[Stored data]
★ ★ ★ ★ ★ ★ ★
PR #472, opened 2023-01-10
Added API signature validation

BarcoMasile:
## Description
Added API input validation mechanism + decorator to validate API invocation at the controller level.

## Changes
- added Marshmallow dependency to `requirements.txt`
- implemented new error handler for validation errors
- implemented validation mechanism + decorator
- provided three schemas with additional validation and adopted the new decorator on their respective endpoints
- added tests for all new code

## How Has This Been Tested?
- unit tests
- e2e tests
- manually
- postman

## PR Quality Checklist

### DIFF
--- a/api/exception/handlers.py
+++ b/api/exception/handlers.py
@@ -1,6 +1,7 @@
 from boto3.exceptions import Boto3Error
 from botocore.exceptions import ClientError
 from flask import jsonify
+from marshmallow import ValidationError
 from werkzeug.routing import WebsocketMismatch
 
 from api.exception import CSRFError
@@ -35,6 +36,12 @@ def unauthenticated_error_handler(err):
     logger.error(descr, extra=dict(status=code, exception=type(err)))
     return __handler_response(code, descr)
 
+
+def validation_error_handler(err: ValidationError):
+    descr, code = str(err), 400
+    logger.error(descr, extra=dict(status=code, exception=type(err), validation_errors=err.data))
+    return __handler_response(code, descr, validation_errors=err.data)
+
 def global_exception_handler(err):
     try:
         code = err.code
@@ -46,8 +53,8 @@ def global_exception_handler(err):
     return __handler_response(code, 'An error occurred while trying to complete your request. Please try again later. If the problem persists, please contact support for further assistance.')
 
 
-def __handler_response(code, description='Something went wrong'):
-    response = {'code': code, 'message': description}
+def __handler_response(code, description='Something went wrong', **kwargs):
+    response = {'code': code, 'message': description, **kwargs}
     return jsonify(response), code
 
 
@@ -63,6 +70,7 @@ class ExceptionHandler(object):
         app.register_error_handler(ClientError, boto3_exception_handler)
 
         app.register_error_handler(CSRFError, csrf_error_handler)
+        app.register_error_handler(ValidationError, validation_error_handler)
         app.register_error_handler(ValueError, value_error_handler)
         app.register_error_handler(RefreshTokenError, unauthenticated_error_handler)
         app.register_error_handler(Exception, global_exception_handler)
--- a/api/tests/exceptions/test_exception_handlers.py
+++ b/api/tests/exceptions/test_exception_handlers.py
@@ -32,6 +32,16 @@ def test_unauthenticated_error_handler(client, app, monkeypatch):
     assert response.status_code == 401
     assert response.json == {'code': 401, 'message': 'Refresh token error: refresh-token-error'}
 
+def test_validation_error_handler(client, mock_enable_auth, mock_csrf_needed):
+
+    response = client.post('/manager/ec2_action', query_string={'region': 'eu-west-1', 'instance_ids': 'i-1,i-2', 'action': 'invalid-action'})
+
+    assert response.status_code == 400
+    assert response.json == {
+        'code': 400, 'message': 'Input validation failed for /manager/ec2_action',
+        'validation_errors': {'action': ['Must be one of: stop_instances, start_instances.']}
+    }
+
 def test_global_exception_handler_with_app_logic(client, app, monkeypatch):
     def get_app_config_raising_generic_exception():
         raise Exception('generic exception')
--- a/api/tests/exceptions/test_exception_handlers.py
+++ b/api/tests/exceptions/test_exception_handlers.py
@@ -1,3 +1,5 @@
+from marshmallow import ValidationError
+
 from api.exception.exceptions import RefreshTokenError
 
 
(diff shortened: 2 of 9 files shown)


api/validation/schemas.py
```diff
@@ -0,0 +1,26 @@
+from marshmallow import Schema, fields, validate, INCLUDE
+
+from api.validation.validators import comma_splittable, aws_region_validator
+
+
+class EC2ActionSchema(Schema):
+    action = fields.String(required=True, validate=validate.OneOf(['stop_instances', 'start_instances']))
```
mtfranchetto, line 7: question: what's the correct tradeoff between typing a field as string, or enumerate all possible values? In this case the parameter has only two values, so it's fairly easy to do a precise typing, but what about an endpoint which allows, for example, 10 different actions? Do we have to enumerate them all? What's your recommendation?

api/validation/__init__.py
```diff
@@ -0,0 +1,37 @@
...
+    if args_schema:
+        errors.update(args_schema.validate(_request.args))
+
+    if cookies_schema:
+        errors.update(cookies_schema.validate(_request.cookies))
+
+    return errors
+
+
+def valid(*, json: Schema = None, args: Schema = None, cookies: Schema = None):
```
mtfranchetto, line 26: suggestion(non-blocking): to enhance readability, and since this utility is made to validate requests, I would rename `json` to `body` and `args` to `params`, more related to the HTTP jargon

app.py
```diff
@@ -136,12 +139,14 @@ def list_users_():
     @app.route("/manager/create_user", methods=["POST"])
     @authenticated(ADMINS_GROUP)
     @csrf_needed
+    @valid(json=CreateUser)
```
mtfranchetto, line 142: nitpick: I would use `validated` to be consistent with other decorators

api/validation/schemas.py
```diff
@@ -0,0 +1,26 @@
+from marshmallow import Schema, fields, validate, INCLUDE
```
mtfranchetto, line 1: question: since we have to cover all application endpoints with validation, is it safe to have all schemas under a single file?

api/tests/exceptions/test_exception_handlers.py
```diff
@@ -32,6 +32,16 @@ def push_log_raising():
     assert response.status_code == 401
     assert response.json == {'code': 401, 'message': 'Refresh token error: refresh-token-error'}
 
+def test_validation_error_handler(client, mock_enable_auth, mock_csrf_needed):
```
mendaomn, line 35: issue: If possible, avoid relying on the actual implementation of `EC2Action`. This way we can safely change the validation of the `ec2_action` endpoint without breaking this test.

I'd recommend just calling the handler and asserting against outputs, given controlled inputs

api/exception/handlers.py
```diff
@@ -46,8 +53,8 @@ def global_exception_handler(err):
     return __handler_response(code, 'An error occurred while trying to complete your request. Please try again later. If the problem persists, please contact support for further assistance.')
 
 
-def __handler_response(code, description='Something went wrong'):
-    response = {'code': code, 'message': description}
+def __handler_response(code, description='Something went wrong', **kwargs):
```
mendaomn, line 56: question: Are we sure we want to return the input validation errors as they are? What could this information be used for?

api/validation/__init__.py
```diff
@@ -0,0 +1,37 @@
+from functools import wraps
+
+from flask import request, Request
+from marshmallow import Schema, ValidationError
+
+from api.validation.schemas import EC2Action
+
+
+def __valid_request(_request: Request, *, json_schema: Schema = None, args_schema: Schema = None, cookies_schema: Schema = None):
```
mendaomn, line 9: readability: would `validate_request` be a more representative name?

mendaomn:
General questions: how is the text of the error messages generated? It's not a concern for this PR, but I'm wondering:

- can they be centralized, or otherwise searched through in case we ever needed to spot a specific issue starting from the error message? (e.g. we find the error message, and we need to get to the schema definition to see if there is a bug)
- can they be internationalised, or customized at all?

api/validation/__init__.py
BarcoMasile: I like it, but I'd still like to keep it "private" with the double underscore since as of now the function is not intended to be used elsewhere.
Coming up in next revision, thanks!

app.py
BarcoMasile: Nice catch, thanks! Coming up in next revision!

api/validation/__init__.py
BarcoMasile: I was actually indecisive between these and the one you propose, so I'll go with yours (which I actually prefer)
Thanks!

api/validation/schemas.py
BarcoMasile: My personal recommendation is to be as strict as possible, when it makes sense (so without getting crazy).
For example for PC available regions, we know that values will rarely change, so we can handle them all.

I would keep having this approach if values don't change too often and are not too big of a number, and they're static values.

For all other instances we can just type a field as string and let the target service do the rest

api/tests/exceptions/test_exception_handlers.py
BarcoMasile: Right! I'll follow your recommendation sir, thanks!

api/validation/schemas.py
BarcoMasile: I believe it's safe if they're still "readable"/"searchable" easily
But I strongly believe in separating code in packages, so as soon as we find the schemas need better organization/structure we can do the following:
- restructure the schemas in separate files under `api/validation` package
- export them all from the `api/validation/__init__.py` so they're still all importable from `from api.validaton import CertainSchema`

BarcoMasile:
> General questions: how is the text of the error messages generated? It's not a concern for this PR, but I'm wondering:
> 
> * can they be centralized, or otherwise searched through in case we ever needed to spot a specific issue starting from the error message? (e.g. we find the error message, and we need to get to the schema definition to see if there is a bug)
> * can they be internationalised, or customized at all?

The library of choice allows for [customization](https://marshmallow.readthedocs.io/en/stable/custom_fields.html#customizing-error-messages) of error message at the field level so we can (in the future) for example return i18n keys to the frontend and let the frontend translate those for the users
@mendaomn

api/exception/handlers.py
mendaomn: Yeah but validation errors will not be handled by the frontend, will they? Either way, I agree there is not sensitivi info

mendaomn:
> > General questions: how is the text of the error messages generated? It's not a concern for this PR, but I'm wondering:
> > 
> > * can they be centralized, or otherwise searched through in case we ever needed to spot a specific issue starting from the error message? (e.g. we find the error message, and we need to get to the schema definition to see if there is a bug)
> > * can they be internationalised, or customized at all?
> 
> The library of choice allows for [customization](https://marshmallow.readthedocs.io/en/stable/custom_fields.html#customizing-error-messages) of error message at the field level so we can (in the future) for example return i18n keys to the frontend and let the frontend translate those for the users @mendaomn

Good, I noticed you added the `request.path` in the `ValidationError` constructor. Thus, we should be able to easily traceback to the failing schema in case of validation errors. Good job!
★ ★ ★ ★ ★ ★ ★
■ YOUR TASK ■
All that belongs in the answer is the lines from the start of the entries above through the line containing "- implemented validation", each given exactly.

■ SOLUTION FOR THIS PROBLEM ■
PR #472, opened 2023-01-10
Added API signature validation

BarcoMasile:
## Description
Added API input validation mechanism + decorator to validate API invocation at the controller level.

## Changes
- added Marshmallow dependency to `requirements.txt`
- implemented new error handler for validation errors
- implemented validation mechanism + decorator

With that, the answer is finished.